§ Records for this exercise:
--------

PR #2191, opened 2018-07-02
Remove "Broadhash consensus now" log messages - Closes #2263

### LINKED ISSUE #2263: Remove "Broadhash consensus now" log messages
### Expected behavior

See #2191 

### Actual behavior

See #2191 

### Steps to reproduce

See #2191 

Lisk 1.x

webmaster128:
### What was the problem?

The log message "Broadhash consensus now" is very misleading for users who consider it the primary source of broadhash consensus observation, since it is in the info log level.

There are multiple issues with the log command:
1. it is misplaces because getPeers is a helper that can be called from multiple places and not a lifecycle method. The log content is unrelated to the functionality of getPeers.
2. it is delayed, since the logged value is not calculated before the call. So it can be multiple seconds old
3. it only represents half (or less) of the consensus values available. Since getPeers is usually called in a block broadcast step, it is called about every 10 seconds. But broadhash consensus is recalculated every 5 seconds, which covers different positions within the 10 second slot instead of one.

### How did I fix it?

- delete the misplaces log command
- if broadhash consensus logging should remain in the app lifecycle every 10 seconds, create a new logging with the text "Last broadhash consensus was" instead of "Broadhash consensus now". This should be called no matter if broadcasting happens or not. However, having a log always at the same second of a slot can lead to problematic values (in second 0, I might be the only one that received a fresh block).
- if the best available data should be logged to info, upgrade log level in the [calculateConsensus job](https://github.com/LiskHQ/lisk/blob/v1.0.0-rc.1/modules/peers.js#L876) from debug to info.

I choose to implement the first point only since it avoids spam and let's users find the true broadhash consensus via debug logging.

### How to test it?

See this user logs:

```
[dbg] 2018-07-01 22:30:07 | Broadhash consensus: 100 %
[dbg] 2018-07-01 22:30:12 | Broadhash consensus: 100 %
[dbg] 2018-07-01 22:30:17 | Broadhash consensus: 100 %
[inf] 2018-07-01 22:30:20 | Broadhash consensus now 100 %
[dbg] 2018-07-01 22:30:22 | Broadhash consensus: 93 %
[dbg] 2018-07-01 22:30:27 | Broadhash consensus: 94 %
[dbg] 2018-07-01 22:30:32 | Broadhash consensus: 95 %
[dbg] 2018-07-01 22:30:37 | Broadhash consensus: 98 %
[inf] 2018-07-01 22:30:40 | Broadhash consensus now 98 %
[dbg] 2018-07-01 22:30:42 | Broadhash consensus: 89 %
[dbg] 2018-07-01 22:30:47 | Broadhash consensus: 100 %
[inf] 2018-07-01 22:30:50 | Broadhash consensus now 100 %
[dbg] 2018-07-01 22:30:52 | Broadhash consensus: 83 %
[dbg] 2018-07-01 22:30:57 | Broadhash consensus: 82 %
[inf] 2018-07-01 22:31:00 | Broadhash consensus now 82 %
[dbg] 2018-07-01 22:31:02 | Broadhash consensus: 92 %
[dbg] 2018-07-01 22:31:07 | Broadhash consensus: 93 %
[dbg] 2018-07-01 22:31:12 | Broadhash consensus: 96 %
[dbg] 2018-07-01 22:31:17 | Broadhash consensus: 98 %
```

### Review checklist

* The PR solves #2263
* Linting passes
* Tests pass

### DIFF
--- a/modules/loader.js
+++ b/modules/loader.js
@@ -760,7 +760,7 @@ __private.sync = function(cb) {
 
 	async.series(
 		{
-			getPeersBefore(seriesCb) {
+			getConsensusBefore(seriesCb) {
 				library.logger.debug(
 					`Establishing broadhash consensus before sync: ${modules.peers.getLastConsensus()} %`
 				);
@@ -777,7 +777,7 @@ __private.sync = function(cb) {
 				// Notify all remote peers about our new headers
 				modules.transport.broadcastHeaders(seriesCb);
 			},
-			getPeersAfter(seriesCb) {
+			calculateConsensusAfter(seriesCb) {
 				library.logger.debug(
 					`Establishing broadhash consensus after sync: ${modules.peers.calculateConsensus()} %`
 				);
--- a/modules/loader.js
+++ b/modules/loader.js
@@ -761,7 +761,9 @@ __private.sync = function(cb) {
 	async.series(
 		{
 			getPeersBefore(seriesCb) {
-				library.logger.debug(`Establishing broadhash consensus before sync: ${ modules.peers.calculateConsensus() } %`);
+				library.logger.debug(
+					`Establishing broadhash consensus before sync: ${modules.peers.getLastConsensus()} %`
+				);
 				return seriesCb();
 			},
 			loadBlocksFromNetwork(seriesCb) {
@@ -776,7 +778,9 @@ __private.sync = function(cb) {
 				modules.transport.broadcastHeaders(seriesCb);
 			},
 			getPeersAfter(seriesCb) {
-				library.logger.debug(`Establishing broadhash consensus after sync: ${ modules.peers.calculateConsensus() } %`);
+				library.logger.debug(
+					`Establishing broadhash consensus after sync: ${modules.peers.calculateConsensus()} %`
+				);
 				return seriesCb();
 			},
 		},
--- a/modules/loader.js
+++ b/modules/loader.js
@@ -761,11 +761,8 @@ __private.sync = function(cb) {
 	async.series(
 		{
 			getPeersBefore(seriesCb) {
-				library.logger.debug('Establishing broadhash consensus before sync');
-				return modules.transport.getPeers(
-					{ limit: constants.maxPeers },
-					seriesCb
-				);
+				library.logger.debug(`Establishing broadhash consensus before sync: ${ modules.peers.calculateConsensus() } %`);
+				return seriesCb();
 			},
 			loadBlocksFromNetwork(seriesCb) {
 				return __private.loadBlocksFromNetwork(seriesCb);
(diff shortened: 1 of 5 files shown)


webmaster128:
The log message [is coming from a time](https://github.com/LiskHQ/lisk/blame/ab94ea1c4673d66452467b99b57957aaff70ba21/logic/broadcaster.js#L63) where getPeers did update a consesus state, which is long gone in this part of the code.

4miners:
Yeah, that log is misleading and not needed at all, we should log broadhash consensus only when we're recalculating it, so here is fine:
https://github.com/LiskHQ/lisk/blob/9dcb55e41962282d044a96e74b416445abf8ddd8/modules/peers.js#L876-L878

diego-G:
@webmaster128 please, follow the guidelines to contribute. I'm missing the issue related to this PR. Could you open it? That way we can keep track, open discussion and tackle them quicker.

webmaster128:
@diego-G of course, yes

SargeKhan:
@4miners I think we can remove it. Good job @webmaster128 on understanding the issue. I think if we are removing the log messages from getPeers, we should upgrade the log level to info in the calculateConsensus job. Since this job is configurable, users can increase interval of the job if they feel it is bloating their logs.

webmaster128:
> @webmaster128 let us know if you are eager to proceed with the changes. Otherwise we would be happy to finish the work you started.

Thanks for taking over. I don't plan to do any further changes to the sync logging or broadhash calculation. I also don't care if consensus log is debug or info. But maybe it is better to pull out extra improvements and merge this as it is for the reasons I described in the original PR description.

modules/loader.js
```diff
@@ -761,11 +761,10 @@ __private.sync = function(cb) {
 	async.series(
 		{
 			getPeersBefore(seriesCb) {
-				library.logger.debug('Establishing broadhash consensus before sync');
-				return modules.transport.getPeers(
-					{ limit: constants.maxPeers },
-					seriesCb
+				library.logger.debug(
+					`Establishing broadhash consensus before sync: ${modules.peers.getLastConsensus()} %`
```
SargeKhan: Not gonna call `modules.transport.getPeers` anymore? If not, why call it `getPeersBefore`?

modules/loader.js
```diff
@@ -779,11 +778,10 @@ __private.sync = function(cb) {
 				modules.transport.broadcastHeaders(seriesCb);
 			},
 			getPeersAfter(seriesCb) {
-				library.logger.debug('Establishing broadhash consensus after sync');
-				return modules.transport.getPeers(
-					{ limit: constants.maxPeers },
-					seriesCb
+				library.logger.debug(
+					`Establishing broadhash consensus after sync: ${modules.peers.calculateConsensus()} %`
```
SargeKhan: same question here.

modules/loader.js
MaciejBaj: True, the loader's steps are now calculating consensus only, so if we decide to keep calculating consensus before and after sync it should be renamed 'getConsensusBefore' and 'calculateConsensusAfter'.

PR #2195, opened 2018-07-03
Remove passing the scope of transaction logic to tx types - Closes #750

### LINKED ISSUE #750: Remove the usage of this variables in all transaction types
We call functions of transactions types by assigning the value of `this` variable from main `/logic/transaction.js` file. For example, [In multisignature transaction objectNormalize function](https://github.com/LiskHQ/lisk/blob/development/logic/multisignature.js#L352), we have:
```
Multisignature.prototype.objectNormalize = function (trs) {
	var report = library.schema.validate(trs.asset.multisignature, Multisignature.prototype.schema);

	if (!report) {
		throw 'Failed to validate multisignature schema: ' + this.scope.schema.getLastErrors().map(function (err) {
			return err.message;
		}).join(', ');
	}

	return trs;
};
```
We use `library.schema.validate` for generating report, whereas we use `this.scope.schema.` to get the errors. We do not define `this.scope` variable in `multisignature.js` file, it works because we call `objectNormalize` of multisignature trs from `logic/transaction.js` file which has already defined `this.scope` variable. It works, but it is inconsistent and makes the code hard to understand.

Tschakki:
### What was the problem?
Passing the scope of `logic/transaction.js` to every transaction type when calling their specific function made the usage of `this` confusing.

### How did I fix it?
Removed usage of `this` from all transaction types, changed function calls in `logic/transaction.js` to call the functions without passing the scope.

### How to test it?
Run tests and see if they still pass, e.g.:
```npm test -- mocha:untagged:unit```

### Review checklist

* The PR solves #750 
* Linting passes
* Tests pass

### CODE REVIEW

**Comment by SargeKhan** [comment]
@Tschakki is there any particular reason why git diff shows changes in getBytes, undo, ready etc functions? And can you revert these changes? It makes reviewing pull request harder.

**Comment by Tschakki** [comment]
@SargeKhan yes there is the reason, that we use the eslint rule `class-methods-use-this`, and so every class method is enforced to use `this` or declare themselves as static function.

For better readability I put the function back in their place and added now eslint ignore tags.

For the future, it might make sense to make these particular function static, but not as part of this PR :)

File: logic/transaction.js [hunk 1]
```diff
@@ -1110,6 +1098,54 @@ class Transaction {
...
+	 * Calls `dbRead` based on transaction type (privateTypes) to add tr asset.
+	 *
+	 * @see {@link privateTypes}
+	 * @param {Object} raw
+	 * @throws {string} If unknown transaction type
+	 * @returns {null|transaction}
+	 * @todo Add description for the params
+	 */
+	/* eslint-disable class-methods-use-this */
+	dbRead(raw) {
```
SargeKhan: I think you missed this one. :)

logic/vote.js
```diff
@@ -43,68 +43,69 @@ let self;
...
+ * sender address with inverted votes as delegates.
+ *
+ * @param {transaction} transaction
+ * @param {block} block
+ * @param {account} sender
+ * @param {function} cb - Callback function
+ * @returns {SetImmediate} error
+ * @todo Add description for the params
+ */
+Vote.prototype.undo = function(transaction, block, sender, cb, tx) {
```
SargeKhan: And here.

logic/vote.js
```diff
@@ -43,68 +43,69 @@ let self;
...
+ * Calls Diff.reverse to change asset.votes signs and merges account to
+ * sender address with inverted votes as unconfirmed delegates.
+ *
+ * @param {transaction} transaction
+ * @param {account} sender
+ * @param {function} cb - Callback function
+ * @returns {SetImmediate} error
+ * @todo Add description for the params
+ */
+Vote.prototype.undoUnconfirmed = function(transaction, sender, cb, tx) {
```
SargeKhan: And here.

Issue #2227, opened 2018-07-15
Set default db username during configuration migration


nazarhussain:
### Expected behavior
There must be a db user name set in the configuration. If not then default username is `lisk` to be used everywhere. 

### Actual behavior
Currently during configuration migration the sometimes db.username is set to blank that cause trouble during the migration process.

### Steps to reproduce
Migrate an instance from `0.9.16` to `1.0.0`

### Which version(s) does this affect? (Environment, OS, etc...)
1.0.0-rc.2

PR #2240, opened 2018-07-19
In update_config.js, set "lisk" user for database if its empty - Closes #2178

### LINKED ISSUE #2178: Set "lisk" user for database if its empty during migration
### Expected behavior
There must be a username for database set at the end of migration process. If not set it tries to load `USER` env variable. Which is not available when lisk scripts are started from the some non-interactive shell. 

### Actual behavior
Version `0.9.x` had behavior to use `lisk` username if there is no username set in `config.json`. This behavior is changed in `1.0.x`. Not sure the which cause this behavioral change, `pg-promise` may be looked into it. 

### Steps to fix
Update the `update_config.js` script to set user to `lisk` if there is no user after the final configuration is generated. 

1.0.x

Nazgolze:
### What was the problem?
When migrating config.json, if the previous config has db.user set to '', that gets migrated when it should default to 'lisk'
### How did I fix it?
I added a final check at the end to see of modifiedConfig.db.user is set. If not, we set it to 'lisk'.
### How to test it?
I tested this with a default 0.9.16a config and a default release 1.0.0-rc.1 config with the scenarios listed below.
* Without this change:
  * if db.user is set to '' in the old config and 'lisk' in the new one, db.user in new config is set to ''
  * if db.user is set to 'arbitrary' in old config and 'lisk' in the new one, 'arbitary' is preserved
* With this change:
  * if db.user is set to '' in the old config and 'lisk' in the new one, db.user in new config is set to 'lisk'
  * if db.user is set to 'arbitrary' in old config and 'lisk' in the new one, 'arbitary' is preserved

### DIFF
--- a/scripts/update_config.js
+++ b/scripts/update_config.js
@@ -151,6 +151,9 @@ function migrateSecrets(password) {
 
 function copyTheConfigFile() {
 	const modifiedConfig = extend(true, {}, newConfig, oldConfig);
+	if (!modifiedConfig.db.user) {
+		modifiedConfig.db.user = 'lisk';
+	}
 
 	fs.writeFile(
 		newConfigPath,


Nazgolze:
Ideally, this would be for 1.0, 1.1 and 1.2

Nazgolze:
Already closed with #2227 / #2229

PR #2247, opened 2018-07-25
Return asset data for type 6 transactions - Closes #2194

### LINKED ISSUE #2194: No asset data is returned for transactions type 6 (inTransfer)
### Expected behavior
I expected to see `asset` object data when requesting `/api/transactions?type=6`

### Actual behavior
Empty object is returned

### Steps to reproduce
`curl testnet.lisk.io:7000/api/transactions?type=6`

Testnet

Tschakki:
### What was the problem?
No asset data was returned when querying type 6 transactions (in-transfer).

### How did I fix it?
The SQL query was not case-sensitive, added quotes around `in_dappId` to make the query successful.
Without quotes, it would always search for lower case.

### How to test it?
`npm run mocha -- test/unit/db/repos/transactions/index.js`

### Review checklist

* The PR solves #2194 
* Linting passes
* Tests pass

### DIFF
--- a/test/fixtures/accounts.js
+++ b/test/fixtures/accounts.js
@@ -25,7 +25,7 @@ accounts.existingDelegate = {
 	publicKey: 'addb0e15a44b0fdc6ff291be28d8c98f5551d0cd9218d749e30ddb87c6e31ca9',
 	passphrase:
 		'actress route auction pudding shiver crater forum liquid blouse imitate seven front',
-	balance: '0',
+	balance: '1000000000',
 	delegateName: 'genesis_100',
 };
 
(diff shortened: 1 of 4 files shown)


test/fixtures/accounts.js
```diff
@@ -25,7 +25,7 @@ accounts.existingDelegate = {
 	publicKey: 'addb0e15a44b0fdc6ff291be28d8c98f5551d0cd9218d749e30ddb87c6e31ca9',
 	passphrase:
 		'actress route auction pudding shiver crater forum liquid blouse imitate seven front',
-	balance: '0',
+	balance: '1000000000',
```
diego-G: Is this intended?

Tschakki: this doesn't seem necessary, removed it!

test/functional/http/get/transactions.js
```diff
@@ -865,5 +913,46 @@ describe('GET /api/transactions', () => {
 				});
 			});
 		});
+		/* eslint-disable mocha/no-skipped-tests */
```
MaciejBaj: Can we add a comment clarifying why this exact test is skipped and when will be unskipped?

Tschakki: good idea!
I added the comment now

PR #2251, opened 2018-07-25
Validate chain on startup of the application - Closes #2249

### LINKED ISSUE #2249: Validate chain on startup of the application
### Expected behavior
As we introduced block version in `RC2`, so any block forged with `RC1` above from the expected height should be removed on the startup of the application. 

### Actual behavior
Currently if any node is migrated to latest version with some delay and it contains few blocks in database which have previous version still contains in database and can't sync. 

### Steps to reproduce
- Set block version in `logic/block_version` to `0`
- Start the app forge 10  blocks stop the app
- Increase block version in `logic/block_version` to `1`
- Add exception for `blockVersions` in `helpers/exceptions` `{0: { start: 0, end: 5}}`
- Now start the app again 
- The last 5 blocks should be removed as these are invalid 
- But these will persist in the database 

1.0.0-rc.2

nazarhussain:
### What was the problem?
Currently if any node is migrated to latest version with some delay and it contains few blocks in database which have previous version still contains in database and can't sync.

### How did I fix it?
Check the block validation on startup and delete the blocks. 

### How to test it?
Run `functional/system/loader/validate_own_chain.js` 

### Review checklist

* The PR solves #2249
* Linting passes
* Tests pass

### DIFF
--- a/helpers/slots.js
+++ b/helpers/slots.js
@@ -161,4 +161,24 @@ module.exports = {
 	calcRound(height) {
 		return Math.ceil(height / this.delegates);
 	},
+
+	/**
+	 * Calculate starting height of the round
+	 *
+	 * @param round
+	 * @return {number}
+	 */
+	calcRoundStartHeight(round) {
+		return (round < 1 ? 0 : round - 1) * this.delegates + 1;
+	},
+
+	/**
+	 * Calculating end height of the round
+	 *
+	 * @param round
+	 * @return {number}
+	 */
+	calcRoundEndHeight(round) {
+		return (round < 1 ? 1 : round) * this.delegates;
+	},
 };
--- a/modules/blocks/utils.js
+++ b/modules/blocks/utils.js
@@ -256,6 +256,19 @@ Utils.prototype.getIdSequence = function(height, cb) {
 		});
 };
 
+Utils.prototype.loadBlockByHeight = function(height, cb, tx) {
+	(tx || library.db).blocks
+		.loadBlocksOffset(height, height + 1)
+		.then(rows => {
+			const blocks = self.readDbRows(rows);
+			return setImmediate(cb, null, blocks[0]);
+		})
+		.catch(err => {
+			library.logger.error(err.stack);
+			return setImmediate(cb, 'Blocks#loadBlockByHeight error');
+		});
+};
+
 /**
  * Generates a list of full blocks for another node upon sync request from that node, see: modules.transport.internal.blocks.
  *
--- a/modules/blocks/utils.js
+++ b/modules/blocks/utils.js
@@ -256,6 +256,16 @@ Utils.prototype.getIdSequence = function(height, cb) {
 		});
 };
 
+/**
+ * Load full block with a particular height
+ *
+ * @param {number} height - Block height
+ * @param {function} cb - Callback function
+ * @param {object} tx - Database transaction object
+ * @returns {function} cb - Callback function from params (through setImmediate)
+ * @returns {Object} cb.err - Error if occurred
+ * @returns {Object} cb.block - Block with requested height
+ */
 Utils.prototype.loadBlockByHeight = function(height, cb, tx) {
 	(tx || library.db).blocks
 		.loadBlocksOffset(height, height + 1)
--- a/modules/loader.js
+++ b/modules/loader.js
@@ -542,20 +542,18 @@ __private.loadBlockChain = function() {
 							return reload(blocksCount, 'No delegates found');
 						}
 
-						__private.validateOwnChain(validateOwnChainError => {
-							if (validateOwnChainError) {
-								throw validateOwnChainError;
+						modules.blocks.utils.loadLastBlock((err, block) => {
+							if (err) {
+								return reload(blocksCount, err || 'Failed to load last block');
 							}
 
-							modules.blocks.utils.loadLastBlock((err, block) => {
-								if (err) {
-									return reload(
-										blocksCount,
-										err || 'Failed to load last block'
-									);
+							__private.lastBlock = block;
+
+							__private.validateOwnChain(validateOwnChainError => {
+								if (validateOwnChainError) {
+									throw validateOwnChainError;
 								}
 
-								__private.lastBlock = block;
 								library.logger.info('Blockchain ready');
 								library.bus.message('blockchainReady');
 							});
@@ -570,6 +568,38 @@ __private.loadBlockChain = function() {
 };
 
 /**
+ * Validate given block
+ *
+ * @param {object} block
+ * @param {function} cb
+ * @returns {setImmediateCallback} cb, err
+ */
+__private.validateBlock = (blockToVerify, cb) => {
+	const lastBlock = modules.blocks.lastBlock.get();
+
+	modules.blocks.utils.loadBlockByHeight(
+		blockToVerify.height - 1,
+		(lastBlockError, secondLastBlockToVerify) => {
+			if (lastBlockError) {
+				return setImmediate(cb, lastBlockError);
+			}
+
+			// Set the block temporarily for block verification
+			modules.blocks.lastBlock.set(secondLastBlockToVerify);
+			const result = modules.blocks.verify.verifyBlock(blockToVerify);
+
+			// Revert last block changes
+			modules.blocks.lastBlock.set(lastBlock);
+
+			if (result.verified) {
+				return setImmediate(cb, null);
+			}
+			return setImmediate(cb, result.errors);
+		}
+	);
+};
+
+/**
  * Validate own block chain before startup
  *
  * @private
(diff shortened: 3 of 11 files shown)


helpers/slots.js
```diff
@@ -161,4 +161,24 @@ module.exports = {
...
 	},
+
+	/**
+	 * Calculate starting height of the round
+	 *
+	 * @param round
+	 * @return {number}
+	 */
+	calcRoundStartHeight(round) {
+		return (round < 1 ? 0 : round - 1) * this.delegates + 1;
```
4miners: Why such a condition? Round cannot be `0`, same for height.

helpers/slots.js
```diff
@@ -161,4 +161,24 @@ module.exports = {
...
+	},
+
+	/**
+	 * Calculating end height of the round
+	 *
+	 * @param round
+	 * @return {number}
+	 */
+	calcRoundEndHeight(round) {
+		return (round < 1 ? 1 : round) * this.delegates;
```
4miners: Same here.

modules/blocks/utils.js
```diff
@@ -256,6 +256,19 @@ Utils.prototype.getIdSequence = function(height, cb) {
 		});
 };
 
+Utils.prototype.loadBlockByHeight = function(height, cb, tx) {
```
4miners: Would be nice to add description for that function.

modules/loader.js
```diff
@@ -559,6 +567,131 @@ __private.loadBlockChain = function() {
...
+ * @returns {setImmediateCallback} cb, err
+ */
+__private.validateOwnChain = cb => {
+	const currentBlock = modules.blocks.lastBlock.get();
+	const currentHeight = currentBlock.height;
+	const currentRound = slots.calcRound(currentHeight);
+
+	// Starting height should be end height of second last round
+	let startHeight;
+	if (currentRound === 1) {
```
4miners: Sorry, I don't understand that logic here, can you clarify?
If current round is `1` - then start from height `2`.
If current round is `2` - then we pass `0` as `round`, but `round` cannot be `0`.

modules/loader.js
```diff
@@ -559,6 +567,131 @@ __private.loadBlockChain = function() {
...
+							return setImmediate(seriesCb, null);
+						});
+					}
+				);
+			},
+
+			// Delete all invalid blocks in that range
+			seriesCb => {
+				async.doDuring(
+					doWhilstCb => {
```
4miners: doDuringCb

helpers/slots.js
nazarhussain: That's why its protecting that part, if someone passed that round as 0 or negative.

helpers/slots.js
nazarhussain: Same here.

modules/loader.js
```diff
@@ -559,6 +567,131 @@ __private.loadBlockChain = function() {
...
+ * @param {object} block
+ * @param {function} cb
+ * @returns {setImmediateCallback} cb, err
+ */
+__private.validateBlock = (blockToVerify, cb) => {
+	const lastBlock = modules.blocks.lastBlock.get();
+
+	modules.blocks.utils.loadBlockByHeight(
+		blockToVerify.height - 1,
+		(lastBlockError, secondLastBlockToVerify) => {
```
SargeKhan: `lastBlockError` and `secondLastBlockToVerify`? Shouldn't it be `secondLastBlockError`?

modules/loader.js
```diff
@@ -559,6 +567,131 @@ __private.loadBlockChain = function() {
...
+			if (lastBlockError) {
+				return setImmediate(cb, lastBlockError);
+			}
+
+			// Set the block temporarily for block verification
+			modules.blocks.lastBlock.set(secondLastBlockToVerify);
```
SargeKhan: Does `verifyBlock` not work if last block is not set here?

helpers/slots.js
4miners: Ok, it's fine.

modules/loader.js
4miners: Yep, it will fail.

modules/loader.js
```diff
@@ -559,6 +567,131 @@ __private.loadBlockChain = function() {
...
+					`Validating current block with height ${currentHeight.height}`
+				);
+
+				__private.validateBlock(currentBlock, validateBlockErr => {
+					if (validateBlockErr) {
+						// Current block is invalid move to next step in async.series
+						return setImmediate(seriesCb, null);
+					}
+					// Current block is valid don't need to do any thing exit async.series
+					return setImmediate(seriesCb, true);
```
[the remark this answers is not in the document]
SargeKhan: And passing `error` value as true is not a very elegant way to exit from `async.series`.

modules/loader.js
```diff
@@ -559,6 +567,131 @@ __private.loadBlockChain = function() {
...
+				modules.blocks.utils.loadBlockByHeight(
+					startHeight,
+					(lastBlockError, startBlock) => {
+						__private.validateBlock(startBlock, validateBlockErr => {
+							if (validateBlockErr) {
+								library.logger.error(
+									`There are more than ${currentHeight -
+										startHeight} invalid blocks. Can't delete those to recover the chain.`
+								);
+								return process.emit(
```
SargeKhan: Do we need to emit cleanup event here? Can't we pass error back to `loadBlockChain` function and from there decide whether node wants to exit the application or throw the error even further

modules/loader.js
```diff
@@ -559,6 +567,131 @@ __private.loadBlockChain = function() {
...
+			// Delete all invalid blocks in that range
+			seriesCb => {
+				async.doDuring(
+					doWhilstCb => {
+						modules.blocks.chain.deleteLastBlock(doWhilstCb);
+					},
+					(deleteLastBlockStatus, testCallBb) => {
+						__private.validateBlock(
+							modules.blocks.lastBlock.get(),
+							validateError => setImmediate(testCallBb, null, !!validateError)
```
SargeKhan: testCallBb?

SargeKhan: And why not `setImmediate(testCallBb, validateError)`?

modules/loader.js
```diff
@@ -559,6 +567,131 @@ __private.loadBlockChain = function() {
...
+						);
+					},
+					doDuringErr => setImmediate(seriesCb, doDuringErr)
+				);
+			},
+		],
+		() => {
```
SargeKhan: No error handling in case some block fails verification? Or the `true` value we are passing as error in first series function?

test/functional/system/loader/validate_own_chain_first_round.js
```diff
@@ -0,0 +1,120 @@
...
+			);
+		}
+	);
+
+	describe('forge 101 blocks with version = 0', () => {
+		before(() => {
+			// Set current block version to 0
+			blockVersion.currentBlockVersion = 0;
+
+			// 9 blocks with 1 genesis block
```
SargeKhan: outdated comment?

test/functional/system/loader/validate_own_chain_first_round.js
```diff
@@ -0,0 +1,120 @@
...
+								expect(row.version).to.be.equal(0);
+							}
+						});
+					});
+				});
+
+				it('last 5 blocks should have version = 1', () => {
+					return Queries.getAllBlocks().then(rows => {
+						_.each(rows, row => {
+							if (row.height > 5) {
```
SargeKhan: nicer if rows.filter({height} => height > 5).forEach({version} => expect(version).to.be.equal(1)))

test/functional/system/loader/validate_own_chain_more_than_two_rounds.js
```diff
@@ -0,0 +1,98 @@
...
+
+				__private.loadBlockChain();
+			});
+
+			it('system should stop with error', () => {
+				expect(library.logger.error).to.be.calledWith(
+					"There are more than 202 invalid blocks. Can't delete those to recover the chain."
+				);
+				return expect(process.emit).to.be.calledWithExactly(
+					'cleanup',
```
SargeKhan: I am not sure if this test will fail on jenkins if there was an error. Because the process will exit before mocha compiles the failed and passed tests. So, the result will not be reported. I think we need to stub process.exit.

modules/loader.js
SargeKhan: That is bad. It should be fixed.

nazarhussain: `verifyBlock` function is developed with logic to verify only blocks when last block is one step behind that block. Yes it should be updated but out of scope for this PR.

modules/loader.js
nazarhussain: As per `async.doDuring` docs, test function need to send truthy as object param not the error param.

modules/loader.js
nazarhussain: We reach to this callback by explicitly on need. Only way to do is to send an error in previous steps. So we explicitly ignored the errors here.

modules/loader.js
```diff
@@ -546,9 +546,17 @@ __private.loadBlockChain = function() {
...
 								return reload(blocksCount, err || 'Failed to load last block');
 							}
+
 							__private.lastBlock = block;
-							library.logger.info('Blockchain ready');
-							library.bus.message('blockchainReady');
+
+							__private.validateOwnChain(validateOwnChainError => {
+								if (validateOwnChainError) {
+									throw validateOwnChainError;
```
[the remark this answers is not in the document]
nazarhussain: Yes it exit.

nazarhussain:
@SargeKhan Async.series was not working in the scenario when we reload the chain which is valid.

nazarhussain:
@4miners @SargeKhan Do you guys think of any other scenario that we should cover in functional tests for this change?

--------

§ Brief:
In your reply, restate exactly the lines from the start of the records above through the line holding "2. it is delayed, since", including both, and nothing else.

§ Answer to the problem:
PR #2191, opened 2018-07-02
Remove "Broadhash consensus now" log messages - Closes #2263

### LINKED ISSUE #2263: Remove "Broadhash consensus now" log messages
### Expected behavior

See #2191 

### Actual behavior

See #2191 

### Steps to reproduce

See #2191 

Lisk 1.x

webmaster128:
### What was the problem?

The log message "Broadhash consensus now" is very misleading for users who consider it the primary source of broadhash consensus observation, since it is in the info log level.

There are multiple issues with the log command:
1. it is misplaces because getPeers is a helper that can be called from multiple places and not a lifecycle method. The log content is unrelated to the functionality of getPeers.
2. it is delayed, since the logged value is not calculated before the call. So it can be multiple seconds old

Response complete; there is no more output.